Zu 2.: Der Mieter hat einen Erfüllungsanspruch gem. § 535 BGB auf den vertragsgemäßen Gebrauch. Wird ihm der vertragsgemäße Gebrauch dadurch entzogen, dass die Mietsache einen Mangel aufweist oder eine zugesicherte Eigenschaft fehlt oder ein Rechtsmangel vorliegt, ist der Mieter von der Pflicht zur Zahlung der Miete entweder völlig oder teilweise befreit, solange der Mangel besteht. Unter einem Mangel im Sinne des § 536 BGB ist die für den Mieter nachteilige Abweichung des tatsächlichen Zustandes (Isttauglichkeit) von dem vertraglich geschuldeten Zustand (Solltauglichkeit) zu verstehen, vgl. BGH WuM 2004, 715.

Die Mietminderung setzt kein hierauf gerichtetes Verlangen des Mieters voraus, sondern sie tritt nach § 536 Abs. 1 S. 1, 2 BGB automatisch kraft Gesetzes ein, solange die Gebrauchstauglichkeit der Mietsache herabgesetzt oder aufgehoben ist. Der Mieter muss sich deshalb auch nicht auf die Minderung berufen. Der Mieter hat dem Vermieter lediglich den Mietmangel anzuzeigen (§ 536 c Abs. 1 BGB), da er andernfalls Gefahr läuft, mit der Minderung ausgeschlossen zu werden, vgl. § 536 c Abs. 2 BGB. Die Minderungsabsicht muss der Mieter nicht mitteilen. Eine entgegenstehende Vereinbarung ist bei einem Wohnraummietverhältnis unwirksam. Bei der Mietminderung handelt es sich um eine rechtsvernichtende Einwendung, die der Mieter dem Anspruch des Vermieters auf Zahlung der Miete entgegenhalten kann. Sie bewirkt kraft Gesetzes eine Änderung der Vertragspflicht des Mieters. Für die Minderung ist es deshalb auch gleichgültig, ob der Vermieter den Mangel zu vertreten hat, diesen überhaupt beseitigen kann, oder die Ursache überhaupt in seinem Einflussbereich liegt. Es ist deshalb für Ihren Anspruch auf Mietminderung unerheblich, ob die vorhandene Feuchtigkeit im Keller vom Grundwasser, mangelhafter oder defekter Isolierung der Außenwände etc. herrührt.

Für die Höhe der Minderung sind allein die Umstände des Einzelfalles maßgebend. Von besonderer Bedeutung ist die Schwere des Mangels sowie Grad und Dauer der Beeinträchtigung der Gebrauchstauglichkeit. Mehrfache Versuche in der Literatur, hier schematische Festlegungen in Tabellenform oder ähnliches aufzustellen, sind bislang gescheitert, da stets der konkrete Einzelfall beurteilt werden muss. Ihre Schilderung gibt insoweit Anhaltspunkte her, als der Wohnbereich offensichtlich nicht betroffen ist, sodass eine Minderung im unteren Bereich anzusetzen ist. Hier sollten Sie 10 % nicht überschreiten. Im Rechtsstreit ist der Mieter nicht verpflichtet, den Umfang der Mietminderung vorzutragen; dieser ist vielmehr vom Gericht selbst zu schätzen (§ 287 ZPO), vgl.
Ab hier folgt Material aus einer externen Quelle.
PR #181, opened 2020-01-02
BLUEBUTTON-1573: Configure tracing and transaction names in New Relic

karlmdavis:
See the commit messages for details, but this basically makes New Relic's APM Transactions data useful. Previously, completely different transactions were all grouped together and traces did not have enough data to be very useful.

See our test environment in New Relic for an example of the new config.

https://jira.cms.gov/browse/BLUEBUTTON-1573


apps/bfd-server/bfd-server-war/src/main/java/gov/cms/bfd/server/war/Operation.java
```diff
@@ -0,0 +1,137 @@
...
+import org.slf4j.MDC;
+
+/**
+ * Models the canonical "operations" supported by this application, such that each meaningfully
+ * distinct operation can be assigned a unique canonical name, for use in monitoring systems.
+ *
+ * <p>Also handles the publishing of those canonical names to the places they need to be published,
+ * via the {@link #publishOperationName()} method.
+ */
+public final class Operation {
```
RickHawesUSDS: I like this class. I suggest that it may be improved by defining common options like "id". To avoid inconsistency for in calls to setOption("id", ...) or setOption("Id", ...) etc. This thinking is similar to the reason for an Endpoint enumeration.

karlmdavis: Thought about doing that but decided that, if I wanted to go there, it'd be better to create types or subtypes for every operation. Decided that wasn't worth the effort right now.

apps/bfd-server/bfd-server-war/src/main/java/gov/cms/bfd/server/war/RequestResponseLoggingFilter.java
```diff
@@ -60,29 +60,37 @@ private static void handleRequest(ServletRequest request) {
...
           getClientSslPrincipalDistinguishedName(servletRequest));
 
       // Record the request headers.
       Enumeration<String> headerNames = servletRequest.getHeaderNames();
       while (headerNames.hasMoreElements()) {
         String headerName = headerNames.nextElement();
         List<String> headerValues = Collections.list(servletRequest.getHeaders(headerName));
-        if (headerValues.isEmpty()) MDC.put(computeMdcKey("request.header." + headerName), "");
+        if (headerValues.isEmpty())
+          MDC.put(computeMdcRequestKey("request.header." + headerName), "");
```
njdister: Can't `request` in `request.header.` be omitted from the computeMdcRequestKey function call?

karlmdavis:
```suggestion
          MDC.put(computeMdcRequestKey("header." + headerName), "");
```

karlmdavis: Yup -- thanks! Fixed.

apps/bfd-server/bfd-server-war/src/main/java/gov/cms/bfd/server/war/stu3/providers/CoverageResourceProvider.java
```diff
@@ -83,6 +86,10 @@ public Coverage read(@IdParam IdType coverageId) {
     if (coverageIdText == null || coverageIdText.trim().isEmpty())
       throw new IllegalArgumentException();
 
+    Operation operation = new Operation(Operation.Endpoint.V1_COVERAGE);
```
whytheplatypus: To check my understanding this will log an `operation` of `V1_COVERAGE` twice. Once here and once in `RequestResponseLoggingFilter`

apps/bfd-server/bfd-server-war/src/main/java/gov/cms/bfd/server/war/stu3/providers/PatientResourceProvider.java
```diff
@@ -105,6 +108,11 @@ public Patient read(@IdParam IdType patientId, RequestDetails requestDetails) {
 
     List<String> includeIdentifiersValues = returnIncludeIdentifiersValues(requestDetails);
 
+    Operation operation = new Operation(Operation.Endpoint.V1_PATIENT);
+    operation.setOption("by", "id");
+    operation.setOption("IncludeIdentifiers", includeIdentifiersValues.toString());
```
whytheplatypus: These look like they're custom versions of the query params and headers sent to the system. It looks like these are also tracked in `RequestResponseLoggingFilter`.

karlmdavis: Correct, but separated out to make NDJSON searches/filtering easier.

apps/bfd-server/bfd-server-war/src/main/java/gov/cms/bfd/server/war/stu3/providers/CoverageResourceProvider.java
karlmdavis: Sort of. The `RequestResponseLoggingFilter` sets the default operation name at the start of each request to `new Operation(Operation.Endpoint.OTHER)`. That gets set in the MDC, which is a single-valued `Map`.

Any handler/endpoint that wants to customize that can override it by creating a more specific `Operation` and calling `publishOperationName()` on it. That publish call overrides the default value in the MDC.

That make sense?

karlmdavis:
> I suggest that you could attach the output from NewRelic to document how this new feature is working.

Screen Shot 2020-02-13 at 10 37 38

Doesn't look like any transaction traces form back then have survived culling, unfortunately. But they're also super nice!

apps/bfd-server/bfd-server-war/src/main/java/gov/cms/bfd/server/war/stu3/providers/CoverageResourceProvider.java
whytheplatypus: it's using `matchByHttpUri` in the default, so I'd expect that to return `V1_COVERAGE` since it's a listed endpoint?

The default logic goes from `requestHttpUri -> Endpoint enum -> requestHttpUri`

karlmdavis: Ahh, yes -- had forgotten about the matching. That's correct, though it won't have the params -- just the operation name.

Regardless, it won't get logged twice -- the access log is only written to once per response, in `gov.cms.bfd.server.war.RequestResponseLoggingFilter.addToHttpAccessLog()`.

(Being pedantic: note that I said it only gets logged to the *access log* once. The other message/event log will also include whichever values the MDC happens to have at the time of any logging event. It doesn't particularly matter and there's not a lot we can do about it, given SLF4J's API -- short of replacing the MDC entirely, ourselves, which feels like a bad idea.)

Bamberger/Roth/Ehlert BGB 2. Aufl. 2008 § 536 Rn 41. Die Minderung ist stets Tag-genau festzustellen und kann auch rückwirkend und ohne Vorankündigung geltend gemacht werden. Ihre Ansprüche sind daher keineswegs verfallen. Als für die Minderung heranzuziehende Miete gilt die Bruttomiete (vgl. BGH NJW 2005, 2773.
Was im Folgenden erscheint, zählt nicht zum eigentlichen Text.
PR #183, opened 2020-01-02
BLUEBUTTON-1719: Fix build

RickHawesUSDS:
**Why**
This PR fixes the master build to allow development to proceed, without researching the root cause of the problem. 

The EOB resource includes the names of drugs. The names of drugs are determined by cross-referencing a downloading a list from the FDA. With the new year, the list of FDA drugs has apparently changed. The drug in the project's RIF SAMPLE_A is no longer in the FDA list. This caused our builds to fail. 

**What Changed**
The fix was to change RIF SAMPLE_A in both the PDE and DME records to use a similar but different drug and to update the tests to expect this different drug. 

No change was made to the transform logic. 

**Testing Done**
Full tests.

**Security Checklist**
NA


dtisza1:
> Thanks for jumping on this Rick. Quick question, what's the purpose behind removing the 'Display' field in some instances, and updating it in others?

Was wondering about this also. In some of the files the 'Display' was removed. But noticed those were also ones where you left the original  '"code" : "46122005000"' the same.

apps/bfd-server/bfd-server-war/src/main/java/gov/cms/bfd/server/war/stu3/providers/TransformerUtils.java
```diff
@@ -2882,7 +2882,6 @@ public static String retrieveFDADrugCodeDisplay(String claimDrugCode) {
             String.format("%s-%s", nationalDrugCodeManufacturer, nationalDrugCodeIngredient),
             ndcProductColumns[3] + " - " + ndcProductColumns[13]);
       }
-      ndcProductsIn.close();
```
dtisza1: Was this change to `TransformerUtils` intended?

RickHawesUSDS: Yes. I'm cleaning up an unnecessary close. The try-resource block does the close.

RickHawesUSDS:
@dtisza1 @jzulim Thanks for catching that the `display` value was missing in the comparison JSON. The same invalid drug was being used in the BCarrier and DME RIF sample files. Applied the same replacement to these files and `display` values are now present. Please re-review.

PR #187, opened 2020-01-04
BLUEBUTTON-1644: Adding Pipfiles

karlmdavis:
They're useful for running Ansible, etc. locally, and I've had them laying around locally forever. Eventually, it'd be good to try and consolidate them and also remove the older requirements.txt files that are still there, but... baby steps.

(Note that this has nothing to do with the referenced JIRA ticket, except that I was working on it when I finally decided to clean this up.)

https://jira.cms.gov/browse/BLUEBUTTON-1644


karlmdavis:
> There's some question as to if the `pipfile` idea is still active, [from their docs](https://github.com/pypa/pipfile/blob/master/README.rst) it isn't stable yet and there hasn't been work on the spec itself for a couple years.

This makes me a very sad 🐼. The user experience with `Pipfile`s has been excellent, as compared to the... less-than-excellent user experience I've had with `requirements.txt` files.

If you were going to ask the "Python community at large" what's going on with `Pipfile` vs. `requirements.txt`, what forum would you suggest for that?

karlmdavis:
Drat: see https://github.com/pypa/pipenv/issues/3742 and linked issues. Sounds like it _might_ get resurrected, but is definitely currently dead.

whytheplatypus:
In terms of usability the pip-tools suite makes managing requirements.txt files more .... manageable.

jzulim (approved):
pipfile is alive. https://github.com/pypa/pipenv/issues/3369

LGTM.

njdister:
> pipfile is alive. [pypa/pipenv#3369](https://github.com/pypa/pipenv/issues/3369)
> 
> LGTM.

Did pipfile die and get revived in the time this PR was open? ☠️

keithdadkins (approved):

PR #1877, opened 2024-08-27
Allow concurrency for cross-compile tests

plajjan:
This is rather crude but as we have a project lock, we cannot get concurrency when doing the cross-compilation tests to various platforms when we are using the same project. The simple workaround is to compile different projects!


plajjan:
We had other concurrency issues at the time. Seeing how cross-compilation tests are primarily CPU constrained, there is no need to add more parallelism, so I'm scrapping this.

PR #1888, opened 2024-08-28
Clean .build/sys symlink when done

plajjan:


plajjan:
I've removed the whole .build dir altogether so this is no longer relevant.

PR #1896, opened 2024-08-30
Add remote_close callback to TCPConnection / TCPListenConnection / TLSConnection

ddjoh:
Callback to indicate when the remote side has shutdown / initiated close of its side of the TCP/TLS connection


plajjan:
LGTM. Not quite sure about overall API but we still have time to change that before 1.0, so merging this now :)

PR #1923, opened 2024-09-18
Added forgotten scope extension in the normalizer.

### LINKED ISSUE #1913: Try-scope local not generally available in else branch
### Acton Version

0.23.0.20240910.15.8.1

```
import xml

actor main(env):
    try:
        root = xml.decode("<test/>")
    except Exception as ex:
        pass
    else:
        print(root.tag)
    env.exit(0)
```

### Expected Behavior

Success!

nordlander:
And removed one defunct file. Fixes #1913.


plajjan:
I'd like to have a test that covers this. @nordlander can you write one that properly covers this or can we just take the reproduction case from #1913 ? (I can add that in)

nordlander:
Just reuse the repro case!

PR #1937, opened 2024-10-08
Re-enable any() & all()

### LINKED ISSUE #1936: Re-enable / reimplement `any` & `all`
`any` and `all` were commented out some time ago. @sydow do you remember why? The related commit is https://github.com/actonlang/acton/commit/0e53227c3183ea4763bf1ab4c8a9e93c45129456 

Just uncommenting the code again leads to a compilation error for $NOT... but I think that's something more general about boolean-something-blabla-problems in the compiler. I think it's possible to rewrite the all / any functions to work right now without fixing anything else.

plajjan:
These were commented out, presumably due to a compilation error. I do get an error when I commented them out but I have reshaped the functions somewhat, forcing the bool function and checking it's result, which seems to be working.

Also added tests.

Fixes #1936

Zu 3.: Ein Anrecht auf die Schlüssel zum Fahrradraum sowie zum Zählerraum haben Sie nur dann, wenn Sie diese Räume mit gemietet haben oder Ihnen zumindest eine Mitnutzung eingeräumt wurde. Aus dem Mietvertrag als solchem ist dies nicht ersichtlich. In Ziff. B des Mietvertrages ist lediglich von einem Kellerraum die Rede, der Ihnen zur alleinigen Nutzung zugewiesen ist. Handelt es sich dabei um den Fahrrad- oder/und den Zählerraum, haben Sie auch einen Anspruch auf einen Schlüssel. Ansonsten verbleibt es bezüglich der Fahrradunterstellung bei Ziff. D.2 des Mietvertrages. Sofern Ihnen allerdings mündlich Zusagen gemacht wurden, ist der Vermieter daran gehalten, denn im Mietvertrag fehlt die sonst übliche Klausel, dass Nebenabreden zu Ihrer Wirksamkeit der schriftlichen Bestätigung bedürfen.